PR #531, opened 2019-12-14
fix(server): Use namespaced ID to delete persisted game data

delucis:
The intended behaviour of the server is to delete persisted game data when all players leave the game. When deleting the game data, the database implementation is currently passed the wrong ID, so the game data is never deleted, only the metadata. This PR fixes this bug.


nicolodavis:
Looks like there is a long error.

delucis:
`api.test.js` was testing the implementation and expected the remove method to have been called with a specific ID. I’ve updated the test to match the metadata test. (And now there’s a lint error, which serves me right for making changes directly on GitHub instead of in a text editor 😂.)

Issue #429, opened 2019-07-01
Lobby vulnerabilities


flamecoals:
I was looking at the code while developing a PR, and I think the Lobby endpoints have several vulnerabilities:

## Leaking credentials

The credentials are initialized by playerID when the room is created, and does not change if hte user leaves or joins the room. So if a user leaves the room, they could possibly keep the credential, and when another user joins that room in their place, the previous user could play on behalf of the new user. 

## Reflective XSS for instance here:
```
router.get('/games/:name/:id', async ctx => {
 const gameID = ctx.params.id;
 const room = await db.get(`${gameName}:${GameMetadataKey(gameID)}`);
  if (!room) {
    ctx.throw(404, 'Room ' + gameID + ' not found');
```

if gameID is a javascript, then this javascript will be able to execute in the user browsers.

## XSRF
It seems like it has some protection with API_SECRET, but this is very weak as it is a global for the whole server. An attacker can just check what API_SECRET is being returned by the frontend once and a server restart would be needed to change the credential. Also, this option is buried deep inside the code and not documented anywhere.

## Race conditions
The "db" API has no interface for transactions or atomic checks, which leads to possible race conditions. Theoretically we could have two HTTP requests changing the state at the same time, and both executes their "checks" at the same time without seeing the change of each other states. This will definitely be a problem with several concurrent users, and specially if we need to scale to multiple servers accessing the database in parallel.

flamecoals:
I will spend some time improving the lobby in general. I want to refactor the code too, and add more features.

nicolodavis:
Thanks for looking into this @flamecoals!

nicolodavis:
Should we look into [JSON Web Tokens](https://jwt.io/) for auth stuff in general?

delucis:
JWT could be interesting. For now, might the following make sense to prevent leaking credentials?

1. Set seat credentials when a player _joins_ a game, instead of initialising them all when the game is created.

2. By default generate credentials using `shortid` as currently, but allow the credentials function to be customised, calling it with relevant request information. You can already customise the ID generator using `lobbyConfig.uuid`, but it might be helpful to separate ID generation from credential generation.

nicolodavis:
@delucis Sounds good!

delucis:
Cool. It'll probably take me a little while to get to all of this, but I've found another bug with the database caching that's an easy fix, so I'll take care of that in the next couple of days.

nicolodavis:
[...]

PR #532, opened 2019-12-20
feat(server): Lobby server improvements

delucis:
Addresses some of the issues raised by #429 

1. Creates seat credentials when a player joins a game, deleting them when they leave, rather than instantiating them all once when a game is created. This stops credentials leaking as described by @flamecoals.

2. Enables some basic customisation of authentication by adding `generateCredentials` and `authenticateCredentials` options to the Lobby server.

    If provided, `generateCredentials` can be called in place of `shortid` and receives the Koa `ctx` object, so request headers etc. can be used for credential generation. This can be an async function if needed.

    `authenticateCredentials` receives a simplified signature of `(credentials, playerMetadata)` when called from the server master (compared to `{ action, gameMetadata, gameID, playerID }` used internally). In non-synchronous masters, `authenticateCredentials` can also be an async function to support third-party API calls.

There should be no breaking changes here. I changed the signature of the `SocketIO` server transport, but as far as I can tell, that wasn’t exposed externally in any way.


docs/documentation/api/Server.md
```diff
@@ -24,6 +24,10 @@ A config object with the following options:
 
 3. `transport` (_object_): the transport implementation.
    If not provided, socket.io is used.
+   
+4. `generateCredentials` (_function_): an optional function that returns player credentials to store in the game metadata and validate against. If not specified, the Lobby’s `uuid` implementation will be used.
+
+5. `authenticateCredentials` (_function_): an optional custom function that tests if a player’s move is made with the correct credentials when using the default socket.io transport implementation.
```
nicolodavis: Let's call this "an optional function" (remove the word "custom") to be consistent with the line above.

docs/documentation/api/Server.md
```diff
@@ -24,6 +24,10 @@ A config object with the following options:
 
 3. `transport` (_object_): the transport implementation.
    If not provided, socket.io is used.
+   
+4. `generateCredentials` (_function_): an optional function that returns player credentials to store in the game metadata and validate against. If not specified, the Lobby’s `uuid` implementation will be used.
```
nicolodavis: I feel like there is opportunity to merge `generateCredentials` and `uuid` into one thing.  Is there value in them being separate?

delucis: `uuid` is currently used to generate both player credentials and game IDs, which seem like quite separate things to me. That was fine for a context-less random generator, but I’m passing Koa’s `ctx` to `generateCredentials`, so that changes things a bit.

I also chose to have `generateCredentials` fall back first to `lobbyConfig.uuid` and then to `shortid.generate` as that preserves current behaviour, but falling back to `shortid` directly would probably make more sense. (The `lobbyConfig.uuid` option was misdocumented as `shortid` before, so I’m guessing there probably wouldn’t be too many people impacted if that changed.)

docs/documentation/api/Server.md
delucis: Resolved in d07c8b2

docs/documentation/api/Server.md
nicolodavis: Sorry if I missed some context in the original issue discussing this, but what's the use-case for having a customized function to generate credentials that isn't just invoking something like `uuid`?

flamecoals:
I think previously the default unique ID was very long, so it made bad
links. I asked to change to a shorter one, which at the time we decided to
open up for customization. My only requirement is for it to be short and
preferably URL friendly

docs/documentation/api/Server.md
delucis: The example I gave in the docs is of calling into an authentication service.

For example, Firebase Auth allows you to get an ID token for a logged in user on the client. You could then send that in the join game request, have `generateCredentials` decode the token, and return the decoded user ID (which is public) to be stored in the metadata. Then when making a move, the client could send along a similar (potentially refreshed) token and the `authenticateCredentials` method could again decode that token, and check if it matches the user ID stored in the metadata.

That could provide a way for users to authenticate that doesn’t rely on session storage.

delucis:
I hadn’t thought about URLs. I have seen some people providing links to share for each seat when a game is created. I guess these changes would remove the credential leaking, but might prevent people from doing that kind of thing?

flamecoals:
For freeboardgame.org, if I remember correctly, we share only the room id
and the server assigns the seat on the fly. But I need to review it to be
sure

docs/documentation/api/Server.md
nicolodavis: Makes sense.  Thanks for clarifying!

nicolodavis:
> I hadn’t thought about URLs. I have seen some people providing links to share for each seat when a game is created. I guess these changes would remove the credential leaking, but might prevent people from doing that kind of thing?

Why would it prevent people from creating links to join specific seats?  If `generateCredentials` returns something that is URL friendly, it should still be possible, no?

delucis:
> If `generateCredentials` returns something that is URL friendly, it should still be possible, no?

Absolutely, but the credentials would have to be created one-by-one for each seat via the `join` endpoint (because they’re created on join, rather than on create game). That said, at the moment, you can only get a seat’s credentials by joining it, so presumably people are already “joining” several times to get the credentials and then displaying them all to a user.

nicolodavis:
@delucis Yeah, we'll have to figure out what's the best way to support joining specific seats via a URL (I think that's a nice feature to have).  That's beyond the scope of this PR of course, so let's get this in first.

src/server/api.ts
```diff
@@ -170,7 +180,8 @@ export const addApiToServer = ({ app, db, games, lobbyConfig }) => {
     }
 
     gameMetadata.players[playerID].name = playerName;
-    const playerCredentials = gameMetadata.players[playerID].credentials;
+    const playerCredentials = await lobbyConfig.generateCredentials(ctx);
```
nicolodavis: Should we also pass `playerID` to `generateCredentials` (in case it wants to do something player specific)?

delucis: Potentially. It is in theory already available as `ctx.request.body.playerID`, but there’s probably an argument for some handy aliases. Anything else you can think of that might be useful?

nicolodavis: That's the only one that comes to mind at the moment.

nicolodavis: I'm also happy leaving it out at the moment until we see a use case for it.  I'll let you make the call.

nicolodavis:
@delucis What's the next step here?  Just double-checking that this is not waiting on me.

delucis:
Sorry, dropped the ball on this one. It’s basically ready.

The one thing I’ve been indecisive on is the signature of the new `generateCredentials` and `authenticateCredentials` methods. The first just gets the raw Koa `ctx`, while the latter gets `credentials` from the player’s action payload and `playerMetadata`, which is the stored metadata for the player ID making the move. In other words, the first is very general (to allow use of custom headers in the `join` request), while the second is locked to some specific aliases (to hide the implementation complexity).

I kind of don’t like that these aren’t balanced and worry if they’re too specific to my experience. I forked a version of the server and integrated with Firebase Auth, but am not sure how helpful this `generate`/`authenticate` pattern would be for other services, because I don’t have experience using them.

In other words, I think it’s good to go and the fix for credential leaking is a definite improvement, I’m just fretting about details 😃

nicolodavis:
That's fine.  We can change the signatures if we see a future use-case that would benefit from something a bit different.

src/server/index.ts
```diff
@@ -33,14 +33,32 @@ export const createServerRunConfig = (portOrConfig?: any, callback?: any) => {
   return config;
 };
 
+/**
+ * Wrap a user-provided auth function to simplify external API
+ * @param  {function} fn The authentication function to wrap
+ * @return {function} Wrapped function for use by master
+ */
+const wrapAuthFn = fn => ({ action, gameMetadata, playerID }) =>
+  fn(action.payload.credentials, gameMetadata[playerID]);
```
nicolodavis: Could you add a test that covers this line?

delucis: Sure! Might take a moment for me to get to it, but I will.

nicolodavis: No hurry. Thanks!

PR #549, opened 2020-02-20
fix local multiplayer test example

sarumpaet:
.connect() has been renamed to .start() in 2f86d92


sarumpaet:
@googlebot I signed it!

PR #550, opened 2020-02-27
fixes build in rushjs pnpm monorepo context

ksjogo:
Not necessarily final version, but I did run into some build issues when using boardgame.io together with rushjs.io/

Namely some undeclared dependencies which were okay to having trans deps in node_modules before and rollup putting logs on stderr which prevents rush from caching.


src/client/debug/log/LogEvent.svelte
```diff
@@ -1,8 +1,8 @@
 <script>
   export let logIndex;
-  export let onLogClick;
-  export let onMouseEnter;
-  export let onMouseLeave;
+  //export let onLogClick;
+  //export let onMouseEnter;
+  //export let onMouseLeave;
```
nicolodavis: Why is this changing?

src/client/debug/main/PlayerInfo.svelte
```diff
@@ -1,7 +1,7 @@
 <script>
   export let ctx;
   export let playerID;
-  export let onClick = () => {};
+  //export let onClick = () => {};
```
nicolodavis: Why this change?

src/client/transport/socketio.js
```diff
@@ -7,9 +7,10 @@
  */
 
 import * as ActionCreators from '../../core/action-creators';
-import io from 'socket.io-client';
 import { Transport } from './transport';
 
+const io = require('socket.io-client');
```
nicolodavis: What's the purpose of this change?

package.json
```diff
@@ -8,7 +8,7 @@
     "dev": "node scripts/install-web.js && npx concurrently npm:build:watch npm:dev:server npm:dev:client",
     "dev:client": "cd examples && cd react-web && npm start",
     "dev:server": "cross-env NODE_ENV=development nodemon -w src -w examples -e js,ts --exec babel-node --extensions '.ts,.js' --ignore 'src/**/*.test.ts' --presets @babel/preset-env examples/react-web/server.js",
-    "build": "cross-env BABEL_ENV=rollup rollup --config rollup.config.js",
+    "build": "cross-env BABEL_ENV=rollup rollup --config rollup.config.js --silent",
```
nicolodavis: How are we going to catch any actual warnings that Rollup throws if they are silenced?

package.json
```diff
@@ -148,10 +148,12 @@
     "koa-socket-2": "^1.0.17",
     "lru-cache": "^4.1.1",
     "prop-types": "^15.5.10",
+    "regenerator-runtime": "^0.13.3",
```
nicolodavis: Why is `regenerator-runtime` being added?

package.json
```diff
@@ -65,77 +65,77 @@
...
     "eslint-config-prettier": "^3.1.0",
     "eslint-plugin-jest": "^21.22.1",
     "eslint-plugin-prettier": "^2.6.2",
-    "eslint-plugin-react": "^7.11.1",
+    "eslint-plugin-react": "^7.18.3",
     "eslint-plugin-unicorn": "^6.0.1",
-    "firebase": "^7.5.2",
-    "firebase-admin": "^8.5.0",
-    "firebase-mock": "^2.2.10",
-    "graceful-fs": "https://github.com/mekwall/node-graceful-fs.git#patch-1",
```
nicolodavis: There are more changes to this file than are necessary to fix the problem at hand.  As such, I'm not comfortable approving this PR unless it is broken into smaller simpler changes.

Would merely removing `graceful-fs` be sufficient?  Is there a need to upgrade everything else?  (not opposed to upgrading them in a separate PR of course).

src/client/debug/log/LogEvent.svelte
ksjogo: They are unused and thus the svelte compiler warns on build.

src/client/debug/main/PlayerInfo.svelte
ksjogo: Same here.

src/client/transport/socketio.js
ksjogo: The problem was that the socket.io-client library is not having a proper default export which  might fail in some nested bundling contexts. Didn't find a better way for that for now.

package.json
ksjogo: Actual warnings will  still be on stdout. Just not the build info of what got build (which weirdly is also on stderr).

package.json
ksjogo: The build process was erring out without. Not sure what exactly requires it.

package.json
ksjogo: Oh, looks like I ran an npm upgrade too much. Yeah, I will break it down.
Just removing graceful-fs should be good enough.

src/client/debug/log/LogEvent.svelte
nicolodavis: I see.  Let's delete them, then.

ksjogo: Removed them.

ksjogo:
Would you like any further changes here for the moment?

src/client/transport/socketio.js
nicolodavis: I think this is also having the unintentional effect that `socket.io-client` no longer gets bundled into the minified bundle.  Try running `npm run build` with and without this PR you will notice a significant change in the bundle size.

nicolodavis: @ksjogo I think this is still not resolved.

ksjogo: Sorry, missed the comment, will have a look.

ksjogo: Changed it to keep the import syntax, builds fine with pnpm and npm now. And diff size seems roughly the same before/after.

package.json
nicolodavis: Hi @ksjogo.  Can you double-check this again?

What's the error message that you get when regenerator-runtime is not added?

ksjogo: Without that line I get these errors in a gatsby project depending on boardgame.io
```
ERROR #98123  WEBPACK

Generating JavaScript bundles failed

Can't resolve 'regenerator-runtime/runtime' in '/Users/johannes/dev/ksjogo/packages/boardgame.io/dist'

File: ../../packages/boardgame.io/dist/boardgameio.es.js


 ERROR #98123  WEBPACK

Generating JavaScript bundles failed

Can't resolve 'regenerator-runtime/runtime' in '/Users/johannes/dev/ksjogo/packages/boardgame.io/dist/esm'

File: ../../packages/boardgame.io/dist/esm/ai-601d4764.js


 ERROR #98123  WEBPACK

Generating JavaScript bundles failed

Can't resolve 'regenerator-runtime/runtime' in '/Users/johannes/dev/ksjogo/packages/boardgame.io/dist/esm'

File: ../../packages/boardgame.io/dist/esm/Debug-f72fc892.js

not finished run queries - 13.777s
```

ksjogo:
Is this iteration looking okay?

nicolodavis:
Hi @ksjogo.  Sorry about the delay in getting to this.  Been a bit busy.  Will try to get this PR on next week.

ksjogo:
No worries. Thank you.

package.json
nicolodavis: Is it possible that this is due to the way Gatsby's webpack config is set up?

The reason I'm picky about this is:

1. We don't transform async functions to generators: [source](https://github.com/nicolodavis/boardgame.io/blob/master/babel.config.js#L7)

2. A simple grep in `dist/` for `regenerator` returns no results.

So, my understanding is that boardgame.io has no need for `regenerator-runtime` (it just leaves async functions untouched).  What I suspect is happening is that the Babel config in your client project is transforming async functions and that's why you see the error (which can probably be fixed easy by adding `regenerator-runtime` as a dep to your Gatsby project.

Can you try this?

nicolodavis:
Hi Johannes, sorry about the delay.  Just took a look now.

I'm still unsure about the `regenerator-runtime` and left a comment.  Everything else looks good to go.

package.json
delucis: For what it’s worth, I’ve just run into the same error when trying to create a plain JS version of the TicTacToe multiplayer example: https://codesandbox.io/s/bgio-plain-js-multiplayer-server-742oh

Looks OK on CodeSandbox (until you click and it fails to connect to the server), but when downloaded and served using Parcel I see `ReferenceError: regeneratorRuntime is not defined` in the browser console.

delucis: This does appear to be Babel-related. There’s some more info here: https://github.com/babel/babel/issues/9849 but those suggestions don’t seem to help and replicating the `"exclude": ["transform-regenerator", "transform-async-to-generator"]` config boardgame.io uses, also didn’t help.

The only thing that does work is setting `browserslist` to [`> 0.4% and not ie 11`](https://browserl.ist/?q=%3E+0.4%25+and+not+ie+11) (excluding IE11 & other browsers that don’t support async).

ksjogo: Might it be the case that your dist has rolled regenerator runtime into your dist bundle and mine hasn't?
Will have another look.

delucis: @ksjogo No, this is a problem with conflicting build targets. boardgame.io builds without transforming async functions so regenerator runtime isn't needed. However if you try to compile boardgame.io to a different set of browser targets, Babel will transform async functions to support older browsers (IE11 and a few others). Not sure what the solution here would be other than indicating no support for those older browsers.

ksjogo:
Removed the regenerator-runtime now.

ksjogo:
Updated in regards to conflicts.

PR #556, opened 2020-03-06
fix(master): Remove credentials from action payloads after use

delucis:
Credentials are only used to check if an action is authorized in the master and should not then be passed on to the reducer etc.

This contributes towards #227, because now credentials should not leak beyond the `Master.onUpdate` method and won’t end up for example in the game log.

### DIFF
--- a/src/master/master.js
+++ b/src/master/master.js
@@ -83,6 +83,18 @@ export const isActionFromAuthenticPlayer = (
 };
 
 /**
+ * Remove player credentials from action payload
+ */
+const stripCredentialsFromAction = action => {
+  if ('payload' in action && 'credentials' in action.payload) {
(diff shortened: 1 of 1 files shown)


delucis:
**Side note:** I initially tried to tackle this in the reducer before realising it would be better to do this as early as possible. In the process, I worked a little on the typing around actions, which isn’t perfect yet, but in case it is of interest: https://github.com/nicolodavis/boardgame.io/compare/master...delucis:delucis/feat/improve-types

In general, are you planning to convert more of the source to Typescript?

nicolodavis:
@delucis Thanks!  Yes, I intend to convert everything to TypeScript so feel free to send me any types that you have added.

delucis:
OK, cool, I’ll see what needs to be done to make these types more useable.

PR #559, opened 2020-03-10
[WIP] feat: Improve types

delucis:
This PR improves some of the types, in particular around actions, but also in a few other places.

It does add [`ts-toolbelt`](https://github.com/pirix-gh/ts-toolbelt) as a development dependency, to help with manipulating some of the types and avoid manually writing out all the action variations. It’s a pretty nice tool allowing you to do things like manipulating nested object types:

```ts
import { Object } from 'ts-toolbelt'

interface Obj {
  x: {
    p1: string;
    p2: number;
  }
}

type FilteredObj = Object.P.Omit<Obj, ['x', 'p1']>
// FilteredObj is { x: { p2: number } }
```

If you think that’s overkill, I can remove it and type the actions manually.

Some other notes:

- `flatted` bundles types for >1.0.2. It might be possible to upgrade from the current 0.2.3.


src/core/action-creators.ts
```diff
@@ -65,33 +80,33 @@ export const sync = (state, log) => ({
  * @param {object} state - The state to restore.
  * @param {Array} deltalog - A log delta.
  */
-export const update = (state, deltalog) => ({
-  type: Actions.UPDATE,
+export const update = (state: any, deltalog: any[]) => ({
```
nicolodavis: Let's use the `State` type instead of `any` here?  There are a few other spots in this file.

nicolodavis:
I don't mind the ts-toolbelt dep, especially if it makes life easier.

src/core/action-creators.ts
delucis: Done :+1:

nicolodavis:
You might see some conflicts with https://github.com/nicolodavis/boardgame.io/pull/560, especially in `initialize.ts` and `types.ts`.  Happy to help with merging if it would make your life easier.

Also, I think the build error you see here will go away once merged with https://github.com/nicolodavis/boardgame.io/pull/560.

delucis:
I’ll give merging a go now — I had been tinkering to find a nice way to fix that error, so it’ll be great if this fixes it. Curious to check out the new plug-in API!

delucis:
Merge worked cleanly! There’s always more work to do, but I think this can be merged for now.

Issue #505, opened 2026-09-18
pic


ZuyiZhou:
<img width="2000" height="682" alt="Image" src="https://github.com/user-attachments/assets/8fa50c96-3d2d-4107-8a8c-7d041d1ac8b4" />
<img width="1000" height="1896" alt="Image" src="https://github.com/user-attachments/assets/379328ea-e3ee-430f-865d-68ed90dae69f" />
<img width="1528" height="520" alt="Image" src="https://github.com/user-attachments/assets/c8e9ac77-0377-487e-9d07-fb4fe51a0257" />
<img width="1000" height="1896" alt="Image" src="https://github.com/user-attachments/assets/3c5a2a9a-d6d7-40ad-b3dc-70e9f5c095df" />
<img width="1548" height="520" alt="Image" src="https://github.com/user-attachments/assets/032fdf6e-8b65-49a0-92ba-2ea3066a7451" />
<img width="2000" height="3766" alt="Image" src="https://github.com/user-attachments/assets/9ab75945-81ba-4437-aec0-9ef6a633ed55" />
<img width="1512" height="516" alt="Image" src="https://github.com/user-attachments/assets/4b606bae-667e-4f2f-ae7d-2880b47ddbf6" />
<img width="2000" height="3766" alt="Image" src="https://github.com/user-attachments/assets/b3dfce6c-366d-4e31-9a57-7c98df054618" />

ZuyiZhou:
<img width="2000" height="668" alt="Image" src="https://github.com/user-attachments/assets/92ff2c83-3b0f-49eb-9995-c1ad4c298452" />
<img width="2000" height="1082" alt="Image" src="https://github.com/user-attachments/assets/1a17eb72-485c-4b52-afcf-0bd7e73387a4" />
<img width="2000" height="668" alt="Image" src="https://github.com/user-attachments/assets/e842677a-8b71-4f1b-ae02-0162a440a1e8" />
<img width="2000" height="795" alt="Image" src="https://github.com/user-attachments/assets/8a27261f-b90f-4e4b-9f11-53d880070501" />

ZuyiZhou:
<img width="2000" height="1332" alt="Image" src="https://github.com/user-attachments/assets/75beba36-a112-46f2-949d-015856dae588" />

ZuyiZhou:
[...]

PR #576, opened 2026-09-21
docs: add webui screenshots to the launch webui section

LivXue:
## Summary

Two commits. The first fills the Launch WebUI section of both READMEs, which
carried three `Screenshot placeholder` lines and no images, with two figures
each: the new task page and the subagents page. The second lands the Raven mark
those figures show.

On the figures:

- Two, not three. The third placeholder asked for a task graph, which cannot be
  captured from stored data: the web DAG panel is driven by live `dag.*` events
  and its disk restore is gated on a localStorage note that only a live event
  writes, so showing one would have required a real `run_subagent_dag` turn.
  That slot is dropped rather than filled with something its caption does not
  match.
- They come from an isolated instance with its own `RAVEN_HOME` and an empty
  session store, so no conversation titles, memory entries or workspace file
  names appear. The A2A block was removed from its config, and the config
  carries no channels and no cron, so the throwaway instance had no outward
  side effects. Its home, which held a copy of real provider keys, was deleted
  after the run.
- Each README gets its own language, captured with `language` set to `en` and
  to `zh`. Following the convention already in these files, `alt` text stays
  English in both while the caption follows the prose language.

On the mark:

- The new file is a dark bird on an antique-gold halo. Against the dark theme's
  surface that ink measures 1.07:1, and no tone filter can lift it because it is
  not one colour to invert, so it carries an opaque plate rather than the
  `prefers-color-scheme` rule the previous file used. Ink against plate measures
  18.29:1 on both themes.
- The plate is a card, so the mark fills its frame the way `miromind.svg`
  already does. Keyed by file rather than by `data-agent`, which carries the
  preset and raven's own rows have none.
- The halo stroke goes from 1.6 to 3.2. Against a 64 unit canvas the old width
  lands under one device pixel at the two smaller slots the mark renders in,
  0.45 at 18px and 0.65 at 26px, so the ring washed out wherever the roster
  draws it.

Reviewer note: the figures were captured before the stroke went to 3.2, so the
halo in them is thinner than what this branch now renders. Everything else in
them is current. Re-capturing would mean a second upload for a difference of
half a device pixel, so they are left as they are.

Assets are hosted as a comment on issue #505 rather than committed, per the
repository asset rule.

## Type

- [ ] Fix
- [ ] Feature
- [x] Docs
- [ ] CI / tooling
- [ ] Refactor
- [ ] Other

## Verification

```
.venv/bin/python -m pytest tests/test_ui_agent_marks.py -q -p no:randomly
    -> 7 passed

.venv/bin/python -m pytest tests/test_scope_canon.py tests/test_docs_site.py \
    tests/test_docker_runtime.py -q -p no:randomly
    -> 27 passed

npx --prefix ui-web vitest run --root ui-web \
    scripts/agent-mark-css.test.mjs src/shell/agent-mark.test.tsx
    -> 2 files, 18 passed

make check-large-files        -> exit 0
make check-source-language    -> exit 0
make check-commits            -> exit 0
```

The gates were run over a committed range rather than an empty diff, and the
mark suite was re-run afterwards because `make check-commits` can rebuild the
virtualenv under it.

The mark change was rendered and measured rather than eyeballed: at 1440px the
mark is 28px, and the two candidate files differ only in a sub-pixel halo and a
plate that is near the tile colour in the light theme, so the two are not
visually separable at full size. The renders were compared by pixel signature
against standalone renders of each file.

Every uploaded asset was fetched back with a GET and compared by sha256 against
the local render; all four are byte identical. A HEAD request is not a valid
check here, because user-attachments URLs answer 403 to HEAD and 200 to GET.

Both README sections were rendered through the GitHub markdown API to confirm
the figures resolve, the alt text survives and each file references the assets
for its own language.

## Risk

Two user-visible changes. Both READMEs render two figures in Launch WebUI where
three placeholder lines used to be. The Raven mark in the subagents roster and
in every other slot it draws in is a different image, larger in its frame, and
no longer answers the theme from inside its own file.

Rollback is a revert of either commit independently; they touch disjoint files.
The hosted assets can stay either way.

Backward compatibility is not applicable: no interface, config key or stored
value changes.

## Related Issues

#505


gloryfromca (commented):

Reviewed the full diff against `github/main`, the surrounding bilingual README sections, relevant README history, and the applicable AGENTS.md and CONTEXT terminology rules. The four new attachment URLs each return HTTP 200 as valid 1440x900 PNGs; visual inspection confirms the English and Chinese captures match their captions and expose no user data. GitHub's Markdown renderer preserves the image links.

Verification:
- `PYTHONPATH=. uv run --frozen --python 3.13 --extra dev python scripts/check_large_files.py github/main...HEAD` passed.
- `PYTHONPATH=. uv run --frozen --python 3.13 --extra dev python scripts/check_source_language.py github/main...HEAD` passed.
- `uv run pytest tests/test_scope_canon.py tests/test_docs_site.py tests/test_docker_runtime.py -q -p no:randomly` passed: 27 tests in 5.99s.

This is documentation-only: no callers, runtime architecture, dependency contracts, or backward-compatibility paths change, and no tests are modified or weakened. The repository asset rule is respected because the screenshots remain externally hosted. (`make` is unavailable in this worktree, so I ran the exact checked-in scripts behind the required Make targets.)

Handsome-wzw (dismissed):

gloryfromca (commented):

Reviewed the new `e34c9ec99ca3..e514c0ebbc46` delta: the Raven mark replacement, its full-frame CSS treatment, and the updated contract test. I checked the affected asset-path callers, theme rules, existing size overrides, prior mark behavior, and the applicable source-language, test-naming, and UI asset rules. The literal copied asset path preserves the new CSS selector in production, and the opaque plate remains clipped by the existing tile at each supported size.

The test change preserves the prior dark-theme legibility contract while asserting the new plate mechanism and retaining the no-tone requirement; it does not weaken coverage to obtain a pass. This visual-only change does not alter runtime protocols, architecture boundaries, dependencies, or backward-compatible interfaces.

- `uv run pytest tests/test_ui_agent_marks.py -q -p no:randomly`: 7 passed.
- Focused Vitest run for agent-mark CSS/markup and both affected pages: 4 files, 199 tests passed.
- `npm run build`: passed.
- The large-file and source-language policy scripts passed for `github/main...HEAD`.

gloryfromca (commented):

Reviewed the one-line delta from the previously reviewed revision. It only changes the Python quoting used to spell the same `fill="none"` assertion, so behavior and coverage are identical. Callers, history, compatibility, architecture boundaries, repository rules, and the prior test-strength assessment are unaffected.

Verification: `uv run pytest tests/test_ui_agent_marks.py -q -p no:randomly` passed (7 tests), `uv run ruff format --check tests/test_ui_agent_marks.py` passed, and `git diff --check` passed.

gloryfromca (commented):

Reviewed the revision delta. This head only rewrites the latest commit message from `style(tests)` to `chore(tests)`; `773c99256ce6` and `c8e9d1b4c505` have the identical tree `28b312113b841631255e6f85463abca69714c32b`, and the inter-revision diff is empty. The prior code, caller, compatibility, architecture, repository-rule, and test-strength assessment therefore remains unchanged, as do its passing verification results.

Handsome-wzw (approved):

========

The reply should hold only the lines from the beginning of the listing to the line with "## Leaking credentials", both ends included, unchanged.

PR #531, opened 2019-12-14
fix(server): Use namespaced ID to delete persisted game data

delucis:
The intended behaviour of the server is to delete persisted game data when all players leave the game. When deleting the game data, the database implementation is currently passed the wrong ID, so the game data is never deleted, only the metadata. This PR fixes this bug.


nicolodavis:
Looks like there is a long error.

delucis:
`api.test.js` was testing the implementation and expected the remove method to have been called with a specific ID. I’ve updated the test to match the metadata test. (And now there’s a lint error, which serves me right for making changes directly on GitHub instead of in a text editor 😂.)

Issue #429, opened 2019-07-01
Lobby vulnerabilities


flamecoals:
I was looking at the code while developing a PR, and I think the Lobby endpoints have several vulnerabilities:

## Leaking credentials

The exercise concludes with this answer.